**Required action:** Your job is to transcribe the material exactly. Keep every line.

**Given records:**
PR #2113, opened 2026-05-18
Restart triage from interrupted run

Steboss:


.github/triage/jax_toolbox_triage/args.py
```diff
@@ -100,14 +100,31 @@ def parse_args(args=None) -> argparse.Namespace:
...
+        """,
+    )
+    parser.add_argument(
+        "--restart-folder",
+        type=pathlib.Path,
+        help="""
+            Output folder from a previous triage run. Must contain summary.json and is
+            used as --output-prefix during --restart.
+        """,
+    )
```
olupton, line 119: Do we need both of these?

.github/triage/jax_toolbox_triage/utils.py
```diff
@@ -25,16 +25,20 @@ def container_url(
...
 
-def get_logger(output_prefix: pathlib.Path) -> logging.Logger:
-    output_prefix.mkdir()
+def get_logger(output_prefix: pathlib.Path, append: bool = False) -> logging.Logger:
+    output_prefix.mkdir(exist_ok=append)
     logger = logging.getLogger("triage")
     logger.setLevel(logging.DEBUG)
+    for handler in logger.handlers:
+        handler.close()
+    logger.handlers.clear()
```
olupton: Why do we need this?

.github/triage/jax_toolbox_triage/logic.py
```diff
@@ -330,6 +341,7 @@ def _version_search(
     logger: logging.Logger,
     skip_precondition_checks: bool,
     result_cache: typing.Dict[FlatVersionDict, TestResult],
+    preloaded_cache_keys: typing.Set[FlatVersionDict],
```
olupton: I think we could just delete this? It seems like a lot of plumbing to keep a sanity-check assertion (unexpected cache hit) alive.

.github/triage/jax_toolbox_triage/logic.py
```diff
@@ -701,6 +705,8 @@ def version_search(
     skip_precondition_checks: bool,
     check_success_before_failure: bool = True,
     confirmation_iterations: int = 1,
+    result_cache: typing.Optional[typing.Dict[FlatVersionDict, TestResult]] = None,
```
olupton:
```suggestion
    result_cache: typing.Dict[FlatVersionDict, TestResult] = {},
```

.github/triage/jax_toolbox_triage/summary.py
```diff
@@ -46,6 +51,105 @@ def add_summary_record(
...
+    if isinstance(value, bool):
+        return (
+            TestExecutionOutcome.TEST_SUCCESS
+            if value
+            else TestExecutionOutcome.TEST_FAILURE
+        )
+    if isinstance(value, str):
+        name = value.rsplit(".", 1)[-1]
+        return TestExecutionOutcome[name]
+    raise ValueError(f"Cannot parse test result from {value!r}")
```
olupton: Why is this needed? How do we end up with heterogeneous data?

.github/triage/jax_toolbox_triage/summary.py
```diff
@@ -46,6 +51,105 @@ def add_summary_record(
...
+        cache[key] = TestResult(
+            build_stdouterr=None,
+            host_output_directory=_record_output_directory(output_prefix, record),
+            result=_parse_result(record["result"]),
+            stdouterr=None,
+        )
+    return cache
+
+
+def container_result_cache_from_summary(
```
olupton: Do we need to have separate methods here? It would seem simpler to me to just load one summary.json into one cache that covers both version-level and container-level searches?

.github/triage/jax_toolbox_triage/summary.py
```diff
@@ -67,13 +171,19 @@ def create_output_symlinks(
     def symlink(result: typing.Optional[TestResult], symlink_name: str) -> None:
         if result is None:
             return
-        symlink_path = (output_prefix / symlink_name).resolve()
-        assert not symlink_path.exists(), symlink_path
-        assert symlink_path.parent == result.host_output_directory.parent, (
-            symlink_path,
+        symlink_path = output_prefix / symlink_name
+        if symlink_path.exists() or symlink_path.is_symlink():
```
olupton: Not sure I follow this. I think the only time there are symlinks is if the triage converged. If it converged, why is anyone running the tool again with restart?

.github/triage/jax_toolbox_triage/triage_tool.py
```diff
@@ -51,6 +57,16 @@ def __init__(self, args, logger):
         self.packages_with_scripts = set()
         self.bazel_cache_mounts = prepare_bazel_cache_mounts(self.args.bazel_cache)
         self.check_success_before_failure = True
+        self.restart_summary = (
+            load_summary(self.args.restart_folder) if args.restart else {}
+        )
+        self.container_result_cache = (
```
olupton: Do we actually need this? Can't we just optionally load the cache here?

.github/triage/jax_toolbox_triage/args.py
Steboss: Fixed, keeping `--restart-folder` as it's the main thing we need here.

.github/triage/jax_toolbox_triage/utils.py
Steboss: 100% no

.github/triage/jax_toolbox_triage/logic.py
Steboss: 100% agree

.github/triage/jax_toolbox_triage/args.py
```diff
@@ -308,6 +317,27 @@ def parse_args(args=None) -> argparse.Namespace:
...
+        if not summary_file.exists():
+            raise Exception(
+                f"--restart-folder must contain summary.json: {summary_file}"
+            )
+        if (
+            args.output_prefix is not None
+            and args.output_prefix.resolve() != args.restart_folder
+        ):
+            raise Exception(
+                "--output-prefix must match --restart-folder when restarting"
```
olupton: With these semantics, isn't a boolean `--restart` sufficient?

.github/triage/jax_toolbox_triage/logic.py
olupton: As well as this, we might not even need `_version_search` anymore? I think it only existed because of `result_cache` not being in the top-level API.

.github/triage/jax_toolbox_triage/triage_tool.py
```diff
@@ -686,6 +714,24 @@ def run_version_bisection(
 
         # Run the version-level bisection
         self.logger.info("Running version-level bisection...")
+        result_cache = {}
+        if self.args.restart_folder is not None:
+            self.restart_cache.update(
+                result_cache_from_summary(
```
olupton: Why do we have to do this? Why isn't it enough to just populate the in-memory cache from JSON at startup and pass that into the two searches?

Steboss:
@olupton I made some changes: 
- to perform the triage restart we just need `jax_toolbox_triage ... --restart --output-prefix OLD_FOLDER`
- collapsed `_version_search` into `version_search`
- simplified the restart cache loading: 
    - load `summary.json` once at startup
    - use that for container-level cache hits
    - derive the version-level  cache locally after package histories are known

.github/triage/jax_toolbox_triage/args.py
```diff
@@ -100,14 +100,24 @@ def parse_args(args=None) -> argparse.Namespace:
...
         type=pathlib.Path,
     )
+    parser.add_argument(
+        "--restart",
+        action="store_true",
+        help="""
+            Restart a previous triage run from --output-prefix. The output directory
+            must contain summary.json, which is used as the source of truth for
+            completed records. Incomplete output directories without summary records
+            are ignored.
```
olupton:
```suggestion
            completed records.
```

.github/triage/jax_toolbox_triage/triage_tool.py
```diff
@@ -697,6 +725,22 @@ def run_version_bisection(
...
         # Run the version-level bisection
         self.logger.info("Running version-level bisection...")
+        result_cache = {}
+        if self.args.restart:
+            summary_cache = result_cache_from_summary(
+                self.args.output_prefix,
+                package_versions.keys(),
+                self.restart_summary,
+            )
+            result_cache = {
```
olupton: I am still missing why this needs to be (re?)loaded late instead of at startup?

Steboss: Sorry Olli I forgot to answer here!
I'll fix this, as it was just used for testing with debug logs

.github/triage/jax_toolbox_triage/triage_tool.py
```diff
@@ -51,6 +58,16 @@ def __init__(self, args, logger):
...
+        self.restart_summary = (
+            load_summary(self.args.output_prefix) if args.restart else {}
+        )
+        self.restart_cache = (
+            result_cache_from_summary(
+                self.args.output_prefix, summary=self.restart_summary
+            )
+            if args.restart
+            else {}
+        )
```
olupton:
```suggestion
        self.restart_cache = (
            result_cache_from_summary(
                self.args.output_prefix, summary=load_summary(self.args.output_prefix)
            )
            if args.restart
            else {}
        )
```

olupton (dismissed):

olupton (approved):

**Answer box:**
PR #2113, opened 2026-05-18
Restart triage from interrupted run

Steboss:


.github/triage/jax_toolbox_triage/args.py
```diff
@@ -100,14 +100,31 @@ def parse_args(args=None) -> argparse.Namespace:
...
+        """,
+    )
+    parser.add_argument(
+        "--restart-folder",
+        type=pathlib.Path,
+        help="""
+            Output folder from a previous triage run. Must contain summary.json and is
+            used as --output-prefix during --restart.
+        """,
+    )
```
olupton, line 119: Do we need both of these?

.github/triage/jax_toolbox_triage/utils.py
```diff
@@ -25,16 +25,20 @@ def container_url(
...
 
-def get_logger(output_prefix: pathlib.Path) -> logging.Logger:
-    output_prefix.mkdir()
+def get_logger(output_prefix: pathlib.Path, append: bool = False) -> logging.Logger:
+    output_prefix.mkdir(exist_ok=append)
     logger = logging.getLogger("triage")
     logger.setLevel(logging.DEBUG)
+    for handler in logger.handlers:
+        handler.close()
+    logger.handlers.clear()
```
olupton: Why do we need this?

.github/triage/jax_toolbox_triage/logic.py
```diff
@@ -330,6 +341,7 @@ def _version_search(
     logger: logging.Logger,
     skip_precondition_checks: bool,
     result_cache: typing.Dict[FlatVersionDict, TestResult],
+    preloaded_cache_keys: typing.Set[FlatVersionDict],
```
olupton: I think we could just delete this? It seems like a lot of plumbing to keep a sanity-check assertion (unexpected cache hit) alive.

.github/triage/jax_toolbox_triage/logic.py
```diff
@@ -701,6 +705,8 @@ def version_search(
     skip_precondition_checks: bool,
     check_success_before_failure: bool = True,
     confirmation_iterations: int = 1,
+    result_cache: typing.Optional[typing.Dict[FlatVersionDict, TestResult]] = None,
```
olupton:
```suggestion
    result_cache: typing.Dict[FlatVersionDict, TestResult] = {},
```

.github/triage/jax_toolbox_triage/summary.py
```diff
@@ -46,6 +51,105 @@ def add_summary_record(
...
+    if isinstance(value, bool):
+        return (
+            TestExecutionOutcome.TEST_SUCCESS
+            if value
+            else TestExecutionOutcome.TEST_FAILURE
+        )
+    if isinstance(value, str):
+        name = value.rsplit(".", 1)[-1]
+        return TestExecutionOutcome[name]
+    raise ValueError(f"Cannot parse test result from {value!r}")
```
olupton: Why is this needed? How do we end up with heterogeneous data?

.github/triage/jax_toolbox_triage/summary.py
```diff
@@ -46,6 +51,105 @@ def add_summary_record(
...
+        cache[key] = TestResult(
+            build_stdouterr=None,
+            host_output_directory=_record_output_directory(output_prefix, record),
+            result=_parse_result(record["result"]),
+            stdouterr=None,
+        )
+    return cache
+
+
+def container_result_cache_from_summary(
```
olupton: Do we need to have separate methods here? It would seem simpler to me to just load one summary.json into one cache that covers both version-level and container-level searches?

.github/triage/jax_toolbox_triage/summary.py
```diff
@@ -67,13 +171,19 @@ def create_output_symlinks(
     def symlink(result: typing.Optional[TestResult], symlink_name: str) -> None:
         if result is None:
             return
-        symlink_path = (output_prefix / symlink_name).resolve()
-        assert not symlink_path.exists(), symlink_path
-        assert symlink_path.parent == result.host_output_directory.parent, (
-            symlink_path,
+        symlink_path = output_prefix / symlink_name
+        if symlink_path.exists() or symlink_path.is_symlink():
```
olupton: Not sure I follow this. I think the only time there are symlinks is if the triage converged. If it converged, why is anyone running the tool again with restart?

.github/triage/jax_toolbox_triage/triage_tool.py
```diff
@@ -51,6 +57,16 @@ def __init__(self, args, logger):
         self.packages_with_scripts = set()
         self.bazel_cache_mounts = prepare_bazel_cache_mounts(self.args.bazel_cache)
         self.check_success_before_failure = True
+        self.restart_summary = (
+            load_summary(self.args.restart_folder) if args.restart else {}
+        )
+        self.container_result_cache = (
```
olupton: Do we actually need this? Can't we just optionally load the cache here?

.github/triage/jax_toolbox_triage/args.py
Steboss: Fixed, keeping `--restart-folder` as it's the main thing we need here.

.github/triage/jax_toolbox_triage/utils.py
Steboss: 100% no

.github/triage/jax_toolbox_triage/logic.py
Steboss: 100% agree

.github/triage/jax_toolbox_triage/args.py
```diff
@@ -308,6 +317,27 @@ def parse_args(args=None) -> argparse.Namespace:
...
+        if not summary_file.exists():
+            raise Exception(
+                f"--restart-folder must contain summary.json: {summary_file}"
+            )
+        if (
+            args.output_prefix is not None
+            and args.output_prefix.resolve() != args.restart_folder
+        ):
+            raise Exception(
+                "--output-prefix must match --restart-folder when restarting"
```
olupton: With these semantics, isn't a boolean `--restart` sufficient?

.github/triage/jax_toolbox_triage/logic.py
olupton: As well as this, we might not even need `_version_search` anymore? I think it only existed because of `result_cache` not being in the top-level API.

.github/triage/jax_toolbox_triage/triage_tool.py
```diff
@@ -686,6 +714,24 @@ def run_version_bisection(
 
         # Run the version-level bisection
         self.logger.info("Running version-level bisection...")
+        result_cache = {}
+        if self.args.restart_folder is not None:
+            self.restart_cache.update(
+                result_cache_from_summary(
```
olupton: Why do we have to do this? Why isn't it enough to just populate the in-memory cache from JSON at startup and pass that into the two searches?

Steboss:
@olupton I made some changes: 
- to perform the triage restart we just need `jax_toolbox_triage ... --restart --output-prefix OLD_FOLDER`
- collapsed `_version_search` into `version_search`
- simplified the restart cache loading: 
    - load `summary.json` once at startup
    - use that for container-level cache hits
    - derive the version-level  cache locally after package histories are known

.github/triage/jax_toolbox_triage/args.py
```diff
@@ -100,14 +100,24 @@ def parse_args(args=None) -> argparse.Namespace:
...
         type=pathlib.Path,
     )
+    parser.add_argument(
+        "--restart",
+        action="store_true",
+        help="""
+            Restart a previous triage run from --output-prefix. The output directory
+            must contain summary.json, which is used as the source of truth for
+            completed records. Incomplete output directories without summary records
+            are ignored.
```
olupton:
```suggestion
            completed records.
```

.github/triage/jax_toolbox_triage/triage_tool.py
```diff
@@ -697,6 +725,22 @@ def run_version_bisection(
...
         # Run the version-level bisection
         self.logger.info("Running version-level bisection...")
+        result_cache = {}
+        if self.args.restart:
+            summary_cache = result_cache_from_summary(
+                self.args.output_prefix,
+                package_versions.keys(),
+                self.restart_summary,
+            )
+            result_cache = {
```
olupton: I am still missing why this needs to be (re?)loaded late instead of at startup?

Steboss: Sorry Olli I forgot to answer here!
I'll fix this, as it was just used for testing with debug logs

.github/triage/jax_toolbox_triage/triage_tool.py
```diff
@@ -51,6 +58,16 @@ def __init__(self, args, logger):
...
+        self.restart_summary = (
+            load_summary(self.args.output_prefix) if args.restart else {}
+        )
+        self.restart_cache = (
+            result_cache_from_summary(
+                self.args.output_prefix, summary=self.restart_summary
+            )
+            if args.restart
+            else {}
+        )
```
olupton:
```suggestion
        self.restart_cache = (
            result_cache_from_summary(
                self.args.output_prefix, summary=load_summary(self.args.output_prefix)
            )
            if args.restart
            else {}
        )
```

olupton (dismissed):

olupton (approved):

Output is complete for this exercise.